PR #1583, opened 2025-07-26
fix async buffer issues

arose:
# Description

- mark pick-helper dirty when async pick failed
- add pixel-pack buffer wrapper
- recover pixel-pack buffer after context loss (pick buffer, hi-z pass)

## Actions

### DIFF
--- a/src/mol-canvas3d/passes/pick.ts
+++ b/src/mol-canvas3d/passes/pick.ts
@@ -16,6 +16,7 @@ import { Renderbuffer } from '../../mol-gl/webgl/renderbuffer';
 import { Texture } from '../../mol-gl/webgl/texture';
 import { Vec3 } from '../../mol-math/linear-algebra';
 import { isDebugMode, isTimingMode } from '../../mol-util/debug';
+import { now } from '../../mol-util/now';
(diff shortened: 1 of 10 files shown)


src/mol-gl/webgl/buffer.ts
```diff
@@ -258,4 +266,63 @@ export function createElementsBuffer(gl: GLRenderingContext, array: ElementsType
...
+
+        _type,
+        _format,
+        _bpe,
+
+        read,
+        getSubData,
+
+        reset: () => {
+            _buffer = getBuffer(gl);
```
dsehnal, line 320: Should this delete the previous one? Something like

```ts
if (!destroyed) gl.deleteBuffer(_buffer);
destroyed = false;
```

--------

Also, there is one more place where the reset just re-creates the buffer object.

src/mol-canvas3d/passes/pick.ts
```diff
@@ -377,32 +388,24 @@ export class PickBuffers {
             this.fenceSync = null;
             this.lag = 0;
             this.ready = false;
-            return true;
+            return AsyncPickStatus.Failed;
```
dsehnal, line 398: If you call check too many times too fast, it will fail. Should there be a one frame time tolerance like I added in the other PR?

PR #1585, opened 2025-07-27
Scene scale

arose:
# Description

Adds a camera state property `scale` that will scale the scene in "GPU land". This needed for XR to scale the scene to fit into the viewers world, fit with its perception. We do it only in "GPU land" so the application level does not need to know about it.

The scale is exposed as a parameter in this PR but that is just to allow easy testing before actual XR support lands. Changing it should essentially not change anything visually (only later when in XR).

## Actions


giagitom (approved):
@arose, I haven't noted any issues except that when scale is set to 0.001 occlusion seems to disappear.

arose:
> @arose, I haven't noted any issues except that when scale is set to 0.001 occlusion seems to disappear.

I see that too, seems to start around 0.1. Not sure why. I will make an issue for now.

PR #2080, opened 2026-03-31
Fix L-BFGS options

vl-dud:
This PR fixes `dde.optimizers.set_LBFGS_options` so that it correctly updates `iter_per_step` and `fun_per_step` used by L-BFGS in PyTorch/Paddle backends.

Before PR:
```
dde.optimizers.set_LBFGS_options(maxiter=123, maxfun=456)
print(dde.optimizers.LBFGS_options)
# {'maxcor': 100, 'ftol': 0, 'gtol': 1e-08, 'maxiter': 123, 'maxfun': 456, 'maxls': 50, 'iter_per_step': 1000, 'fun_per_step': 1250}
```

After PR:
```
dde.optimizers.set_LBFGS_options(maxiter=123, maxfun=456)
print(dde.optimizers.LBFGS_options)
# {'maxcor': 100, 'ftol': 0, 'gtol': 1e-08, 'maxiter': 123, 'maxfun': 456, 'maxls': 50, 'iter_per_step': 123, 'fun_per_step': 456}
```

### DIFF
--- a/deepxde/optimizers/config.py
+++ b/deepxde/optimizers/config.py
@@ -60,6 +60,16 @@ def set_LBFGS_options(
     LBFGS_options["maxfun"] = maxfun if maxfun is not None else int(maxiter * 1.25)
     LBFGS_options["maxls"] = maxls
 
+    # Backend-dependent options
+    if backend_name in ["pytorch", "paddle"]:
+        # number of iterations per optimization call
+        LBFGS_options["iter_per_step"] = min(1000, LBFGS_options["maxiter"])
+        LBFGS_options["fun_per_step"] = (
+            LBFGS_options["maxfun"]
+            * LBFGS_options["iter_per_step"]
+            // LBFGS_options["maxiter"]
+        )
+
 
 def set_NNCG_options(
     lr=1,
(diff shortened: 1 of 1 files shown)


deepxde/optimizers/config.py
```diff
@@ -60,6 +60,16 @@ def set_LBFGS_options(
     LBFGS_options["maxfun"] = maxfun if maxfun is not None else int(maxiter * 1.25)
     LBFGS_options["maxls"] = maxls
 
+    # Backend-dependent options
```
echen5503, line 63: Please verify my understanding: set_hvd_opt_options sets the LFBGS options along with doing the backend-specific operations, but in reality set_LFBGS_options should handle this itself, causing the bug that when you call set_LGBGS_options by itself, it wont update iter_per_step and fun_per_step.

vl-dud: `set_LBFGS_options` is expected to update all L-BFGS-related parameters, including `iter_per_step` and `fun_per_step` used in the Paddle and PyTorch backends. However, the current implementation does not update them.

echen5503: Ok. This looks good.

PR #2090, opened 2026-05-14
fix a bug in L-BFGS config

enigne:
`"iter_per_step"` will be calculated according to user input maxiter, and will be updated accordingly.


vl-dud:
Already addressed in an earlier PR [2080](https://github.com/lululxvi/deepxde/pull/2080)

----------------------------------------

• _Your instructions_
Would you return all of the data exactly as it stands above?

• _Reply to the task_
PR #1583, opened 2025-07-26
fix async buffer issues

arose:
# Description

- mark pick-helper dirty when async pick failed
- add pixel-pack buffer wrapper
- recover pixel-pack buffer after context loss (pick buffer, hi-z pass)

## Actions

### DIFF
--- a/src/mol-canvas3d/passes/pick.ts
+++ b/src/mol-canvas3d/passes/pick.ts
@@ -16,6 +16,7 @@ import { Renderbuffer } from '../../mol-gl/webgl/renderbuffer';
 import { Texture } from '../../mol-gl/webgl/texture';
 import { Vec3 } from '../../mol-math/linear-algebra';
 import { isDebugMode, isTimingMode } from '../../mol-util/debug';
+import { now } from '../../mol-util/now';
(diff shortened: 1 of 10 files shown)


src/mol-gl/webgl/buffer.ts
```diff
@@ -258,4 +266,63 @@ export function createElementsBuffer(gl: GLRenderingContext, array: ElementsType
...
+
+        _type,
+        _format,
+        _bpe,
+
+        read,
+        getSubData,
+
+        reset: () => {
+            _buffer = getBuffer(gl);
```
dsehnal, line 320: Should this delete the previous one? Something like

```ts
if (!destroyed) gl.deleteBuffer(_buffer);
destroyed = false;
```

--------

Also, there is one more place where the reset just re-creates the buffer object.

src/mol-canvas3d/passes/pick.ts
```diff
@@ -377,32 +388,24 @@ export class PickBuffers {
             this.fenceSync = null;
             this.lag = 0;
             this.ready = false;
-            return true;
+            return AsyncPickStatus.Failed;
```
dsehnal, line 398: If you call check too many times too fast, it will fail. Should there be a one frame time tolerance like I added in the other PR?

PR #1585, opened 2025-07-27
Scene scale

arose:
# Description

Adds a camera state property `scale` that will scale the scene in "GPU land". This needed for XR to scale the scene to fit into the viewers world, fit with its perception. We do it only in "GPU land" so the application level does not need to know about it.

The scale is exposed as a parameter in this PR but that is just to allow easy testing before actual XR support lands. Changing it should essentially not change anything visually (only later when in XR).

## Actions


giagitom (approved):
@arose, I haven't noted any issues except that when scale is set to 0.001 occlusion seems to disappear.

arose:
> @arose, I haven't noted any issues except that when scale is set to 0.001 occlusion seems to disappear.

I see that too, seems to start around 0.1. Not sure why. I will make an issue for now.

PR #2080, opened 2026-03-31
Fix L-BFGS options

vl-dud:
This PR fixes `dde.optimizers.set_LBFGS_options` so that it correctly updates `iter_per_step` and `fun_per_step` used by L-BFGS in PyTorch/Paddle backends.

Before PR:
```
dde.optimizers.set_LBFGS_options(maxiter=123, maxfun=456)
print(dde.optimizers.LBFGS_options)
# {'maxcor': 100, 'ftol': 0, 'gtol': 1e-08, 'maxiter': 123, 'maxfun': 456, 'maxls': 50, 'iter_per_step': 1000, 'fun_per_step': 1250}
```

After PR:
```
dde.optimizers.set_LBFGS_options(maxiter=123, maxfun=456)
print(dde.optimizers.LBFGS_options)
# {'maxcor': 100, 'ftol': 0, 'gtol': 1e-08, 'maxiter': 123, 'maxfun': 456, 'maxls': 50, 'iter_per_step': 123, 'fun_per_step': 456}
```

### DIFF
--- a/deepxde/optimizers/config.py
+++ b/deepxde/optimizers/config.py
@@ -60,6 +60,16 @@ def set_LBFGS_options(
     LBFGS_options["maxfun"] = maxfun if maxfun is not None else int(maxiter * 1.25)
     LBFGS_options["maxls"] = maxls
 
+    # Backend-dependent options
+    if backend_name in ["pytorch", "paddle"]:
+        # number of iterations per optimization call
+        LBFGS_options["iter_per_step"] = min(1000, LBFGS_options["maxiter"])
+        LBFGS_options["fun_per_step"] = (
+            LBFGS_options["maxfun"]
+            * LBFGS_options["iter_per_step"]
+            // LBFGS_options["maxiter"]
+        )
+
 
 def set_NNCG_options(
     lr=1,
(diff shortened: 1 of 1 files shown)


deepxde/optimizers/config.py
```diff
@@ -60,6 +60,16 @@ def set_LBFGS_options(
     LBFGS_options["maxfun"] = maxfun if maxfun is not None else int(maxiter * 1.25)
     LBFGS_options["maxls"] = maxls
 
+    # Backend-dependent options
```
echen5503, line 63: Please verify my understanding: set_hvd_opt_options sets the LFBGS options along with doing the backend-specific operations, but in reality set_LFBGS_options should handle this itself, causing the bug that when you call set_LGBGS_options by itself, it wont update iter_per_step and fun_per_step.

vl-dud: `set_LBFGS_options` is expected to update all L-BFGS-related parameters, including `iter_per_step` and `fun_per_step` used in the Paddle and PyTorch backends. However, the current implementation does not update them.

echen5503: Ok. This looks good.

PR #2090, opened 2026-05-14
fix a bug in L-BFGS config

enigne:
`"iter_per_step"` will be calculated according to user input maxiter, and will be updated accordingly.


vl-dud:
Already addressed in an earlier PR [2080](https://github.com/lululxvi/deepxde/pull/2080)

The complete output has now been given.